Identity questions also became more pressing. Jesuits constituted fully 40 percent of the faculty at Fordham College—the undergraduate liberal arts core—as late as 1960, although the percentage in the professional schools was much smaller. On average, they were better trained than the lay faculty as a generation of Jesuits followed the Jesuit superior general’s admonition to obtain Ph.D.’s and not succumb to the idea that “they can serve God better by work that seems to be more immediately priestly and apostolic.” Still, the question of just what role a Catholic and Jesuit university should play and whom it might educate seemed less obvious in 1960 than it had during the hardscrabble depression years.
The twin revolutions of the Second Vatican Council and the cultural changes of the 1960s made these questions even more pressing. A partial list of the storms weathered by a hypothetical Fordham trustee between 1965 and 1980, some only touched on by Shelley, would include: yet another financial crisis, a bumpy start to co-education beginning in 1974, administrative turmoil including three Jesuit presidents in 10 years, efforts by a newly emboldened state government to make taxpayer-funded scholarship monies dependent on limiting the influence of “religion,” fierce curricular debates, a belated but still powerful student protest movement centered on opposition to the American military presence in Vietnam, the descent of the Bronx into an emblem of urban devastation and the cumulative effect of the departure of many Jesuits from the priesthood and a dizzying drop in new religious vocations.
It’s a wonder the place survived. And yet, buoyed by shrewd leadership and the resurgence in New York City’s fortunes, the place flourished. Shelley’s narrative ends in 2003, avoiding comment on the university’s current and longstanding president, Joseph M. McShane, S.J. But to read the last chapters is to conclude that the academic reputation of the university has never been higher. Fordham remains one of the largest universities in the nation’s largest city, with vibrant undergraduate and professional programs on two thriving campuses—the original campus at Rose Hill in the Bronx, near the New York Botanical Garden and the Bronx Zoo, and the Manhattan campus containing the School of Law and Fordham College at Lincoln Center.

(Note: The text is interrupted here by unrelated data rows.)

Issue #630, opened 2014-11-26
Document when each feature was added


nicowilliams:
The following lousy bit of shell gives an approximation.  Some builtins appear more than once, while anything known to `parser.y` instead of `builtin.c` does not appear at all:

        prev=master;
        for i in $(seq 0 4|tac) 5;
        do
            ((n=i+1))
            v=jq-1.$i
            [[ $v = jq-1.5 ]] && v=master
            #echo BETWEEN $prev and $v;
            git log -p ${v}..$prev builtin.c |
              grep '^[+] *"def' |
            cut -d: -f1 |
            sed -e 's/^[+]  "def //' \
              -e 's/[(][^;]*;[^;]*;[^;]*;*[)].*$/\/4/' \
              -e 's/[(][^;]*;[^;]*;*[)].*$/\/3/' \
              -e 's/[(][^;]*;*[)].*$/\/2/' \
              -e 's/[(][^;][)]*$/\/1/' \
              -e 's/$/ jq-1.'"${n}/"
            prev=$v;
        done | sort -u

wtlangford:
@nicowilliams I'd like to make this coincide with the 1.5 release, so we have a new, clean version of the docs to bundle with the release.  I'm marking this as a 1.5 milestone so we don't miss it and I'll start working on it again in force.

nicowilliams:
Thanks!

pkoppstein:
@wtlangford - As you may already have noticed, there is currently a discrepancy between the current version of manual.yml and http://stedolan.github.io/jq/manual: the description of `split` and `splits` is correct in the former, but the latter describes `split2(re)`, which I doubt ever existed.  I mention this partly in the hope that the online manual can be corrected, and also in case there's any doubt about the reason for preferring the pair of names split/split2 over split/split2: it is simply that splits(re) produces a stream, whereas split(sep) produces an array. Thanks.

chiefy:
:+1: just ran into this using 1.4 and trying to use `jq -j` which I really need :santa:

dtolnay:
I am keeping this marked for the 1.5 milestone, but I think we should release with or without it. #866 will alleviate some of the pain.

nicowilliams:
While this would be nice, it is now not a show-stopper for 1.5.

dtolnay:
I think #866 has addressed the same needs as this, perhaps even in a better way. Let me know if you disagree.

tianon:
[...]

Issue #558, opened 2014-08-21
Use semantic versioning for jq releases


joelpurra:
jq is being released too seldom. I think it's because there is no particular way you can tell if changes that are introduced are breaking compatibility, so everything has to wait until a _really_ breaking release comes along. All possible minor improvements, bug fixes and additions are hindered by development of these large or breaking changes.

Using semantic versioning would allow jq to release more often, while still letting users know that it wouldn't break their jq scripts.
https://semver.org/

davidjeddy:
I would like to add my support to this imitative. X.Y.Z format release tagging. 

Ran into an issue recently where `1.6` is eval'd as a float, broke the application build pipeline. Of all the tools used to build the target application only jq has to have its version number encapsulated with quotes. :/

Excerpt:

```yml
versions:
  ...
  HELM_VER: 2.16.1
  JQ_VER: '1.6' # w/o quotes value is eval'd as a float
  TERRAFORM_VER: 0.12.18
  VAULT_VER: 1.1.0
  YQ_VER: 2.4.1
  ...
```

SemVer would bring jq inline with the very widely adopted tagging nomenclature of MAJOR.MINOR.PATCH.

nicowilliams:
@davidjeddy I hope you filed a bug about that though!  :)

I suppose for 1.7 we might call it 1.7.0, but honestly, if people packaging jq want to do that and we just call it 1.7, that's fine too.

davidjeddy:
@nicowilliams TY for the response. According to the YAML wikipedia page YAML supports float data types as part of the spec. https://en.wikipedia.org/wiki/YAML . 

I agree down stream providers could very easily add the additional patch SemVer indicator very easily. However, this would not correct the issue in situations where YQ is obtained directed from this project; as is the case in the situation that encountered the issue originally.

joelpurra:
@davidjeddy: from v1.8.0 onwards jq uses a version number with three parts.

Given the breaking changes in v1.8.0, without a bump to v2.0.0, the version number format change does not imply semantic versioning though.

- https://github.com/jqlang/jq/releases/tag/jq-1.8.0
- https://github.com/jqlang/jq/issues/2999

PR #678, opened 2015-01-27
readability

isomorphisms:
Easier to read dashes than hyphens imho.

### DIFF
--- a/docs/content/1.tutorial/default.yml
+++ b/docs/content/1.tutorial/default.yml
@@ -150,7 +150,7 @@ body:
 
   - text: |
 
-      For the rest of the examples, I'll leave out the `curl` command - it's not going to change.
+      For the rest of the examples, I'll leave out the `curl` command—it's not going to change.
 
       There's still a lot of info we don't care about there, so we'll
       restrict it down to the most interesting fields.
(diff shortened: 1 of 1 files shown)


joelpurra:
@isomorphisms: I disagree. Spaces mean the words are separate.

wtlangford:
@joelpurra - The PR uses em dashes instead of hypens, so they're longer and do _technically_ have different meaning, though I think many(most?) people won't pick up on the difference without it being explicitly pointed out.

I tried out this version of the docs, and I do like the em dashes, personally.  I'm going to go ahead and merge this in.

joelpurra:
@isomorphisms: didn't see that they're em dashes.

@wtlangford: still prefer spaces around em dashes.

Oh well.

wtlangford:
@joelpurra:  I played around with the different combinations (em dash, hyphen)x(spaces, none) and decided I liked (em dash,spaces) best.  Do not fear, though.  I'm looking towards a rebuild of the docs to coincide with the 1.5 release (which may mean they get removed again, though it is unlikely). Basically, I want whatever we end up doing wrt packages/modules/etc to end up in the documentation for it.  I'm also going to add version info to core functions/syntax (introduced in, deprecated/removed in, semantics/behavior changed in, etc).  This should also help insulate against another leakage of future functionality into the current release docs.  #630 should have the current status on that, though I haven't really been up to date in there.

The other major goal with that is to try to slim down the amount of dependencies on docs building.  Most of those exist to support serving the docs (`rake serve` in the docs folder).  I think there's a way to allow manpage building without needing the serving dependencies, but I'll have to play with it.

joelpurra:
@wtlangford: sounds good! I'm pushing for #558, to have smaller releases more often, in a structured way. It could/would/should also mean more active use of marking functionality as introduced, deprecated etcetera.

Catholic identity questions endure, encased in the struggle of private universities to navigate high, fixed labor costs, a necessary slowdown in tuition increases and competition (demarcated in financial aid dollars) for students. As harrowing as these challenges are for Fordham’s leaders and their peers across the country, reading Shelley’s Fordham at least offers the comfort of even more formidable challenges overcome. Even the attacks of Sept. 11, 2001, may offer solace. This defining moment in contemporary New York’s history was, sadly, a defining moment for Fordham as well. A startling 39 Fordham graduates died at the World Trade Center. Memorials on both Fordham campuses pay tribute to their lives. And even these implicitly recognize, as does Shelley’s history, the university’s centrality not only to New York’s recent past but to its foreseeable future.